Another thing which I never really got is grammar. I know some very basic things- like the difference between your and you're and when to use it's vs. its and some other things like that. But if you asked me to explain adverbs and prepositions and split infinitives I'd be at a total loss.
It isn't that I wasn't educated. I can remember sitting in class and the teacher parsing out a sentence and having us identify the object, the noun, the verb, stuff like that. But when it came to using those concepts to check my own compositions it seemed much like looking at math equations that I didn't understand.
I like writing, obviously, Otherwise why would I continuously subject myself to all this? And I believe, on some level, that I'm not horrifically bad it. Save for my grammar. My elementary school teaching friend has told me that it has, somewhat inexplicably, improved over the years. I'm inclined to believe her simply because I wouldn't be able to tell.
I know that I could, with some time and effort, learn how to correctly use grammar in sentence construction. I could dig out my old copy of Strunk and White and start pulling apart some passages I admire and see if I can figure out the elements involved. I know that "getting" grammar isn't magic, that it takes practice like anything else.
But the fact of the matter is that, to me, that would be an exercise in torture. To dissect a sentence like that would defeat everything positive about writing and turn it into something... sterile, uninspired, bland. To me, the fire and passion that comes from writing is that momentary thrill from slamming your fingers down on the keyboard to get out a thought or an idea or a scene as fast as you can so you don't lose it.

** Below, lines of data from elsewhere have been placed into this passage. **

PR #493, opened 2020-10-29
Provide charsuite guidance for copy pages

cpeel:
While not a perfect check, provide some guidance to SAs about charsuite mismatches when copying pages between projects. @srjfoo identified this functional gap of the prior code in her testing of https://github.com/DistributedProofreaders/dproofreaders/pull/486.

### DIFF
--- a/tools/site_admin/copy_pages.php
+++ b/tools/site_admin/copy_pages.php
@@ -231,17 +231,21 @@ function do_stuff( $projectid_, $from_image_, $page_name_handling,
         die( "Error: no projectid data supplied" );
     }
 
+    $project_obj = [
+        "from" => new Project($projectid_["from"]),
+        "to" => new Project($projectid_["to"]),
+    ];
+
     foreach ( array( 'from', 'to' ) as $which )
     {
-        $projectid = $projectid_[$which];
-        $project = new Project($projectid);
+        $project = $project_obj[$which];
 
         if(!$project->is_utf8)
         {
-            die("Project table $projectid is not UTF-8.");
+            die("Project table {$project->projectid} is not UTF-8.");
         }
 
-        $sql = "DESCRIBE {$projectid_[$which]}";
+        $sql = "DESCRIBE {$project->projectid}";
         $res = DPDatabase::query($sql);
 
         $column_names = array();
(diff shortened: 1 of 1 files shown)


srjfoo (approved):
Tested. Looks good.

tools/site_admin/copy_pages.php
```diff
@@ -231,17 +231,21 @@ function do_stuff( $projectid_, $from_image_, $page_name_handling,
...
     foreach ( array( 'from', 'to' ) as $which )
     {
-        $projectid = $projectid_[$which];
-        $project = new Project($projectid);
+        $project = $project_obj[$which];
 
         if(!$project->is_utf8)
         {
-            die("Project table $projectid is not UTF-8.");
+            die("Project table {$project->projectid} is not UTF-8.");
```
chrismiceli, line 245: Does the project constructor not do this for us?

tools/site_admin/copy_pages.php
```diff
@@ -383,6 +386,33 @@ function do_stuff( $projectid_, $from_image_, $page_name_handling,
...
+        function ($a, $b) { return $a == $b ? 0 : 1; }
+    );
+    if ($charsuites_not_in_to)
+    {
+        echo "<p class='warning'>" . _("Character Suite mismatch") . "</p>";
+        echo "<p>" . _("The following character suites are in the source project but not in the destination project. Ensure the copied pages do not use these or adjust the destination project character suites accordingly.") . "</p>";
+        echo "<ul>";
+        foreach($charsuites_not_in_to as $charsuite)
+        {
+            echo "<li>" . $charsuite->name . "</li>";
```
chrismiceli, line 401: Html safe would be nice here just in case

chrismiceli (approved):

tools/site_admin/copy_pages.php
cpeel: No, it can't. We did not convert project tables to UTF-8 for posted or archived projects. If those projects get un-posted or un-archived (which is rare but does happen) they will need to be converted to UTF-8 before being used. We have a few places in the code that check for UTF-8-ness and a SA script that allows SAs to convert them.

tools/site_admin/copy_pages.php
cpeel: Character suite names are defined in the code and while unlikely to contain beyond alphanumeric, dashes, and underscores technically could. I'll get this in.

chrismiceli (approved):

Maybe that's why I like NaNoWriMo so much. And why I've never been able to really successfully edit. Any why I tend to prefer relatively simple sentence structures. And why I write in so many damned fragments.
Maybe it's a maturity that one reaches in writing? When you become more seasoned and gain the ability to hold onto whatever you loved about what you wrote while revising it into something more expressive and coherent. Maybe it's something I'll gain over time.
Or maybe I'll continue to butcher the english language and send Strunk on a daily spin in his grave. I don't know yet. Hopefully, in time, I'll learn.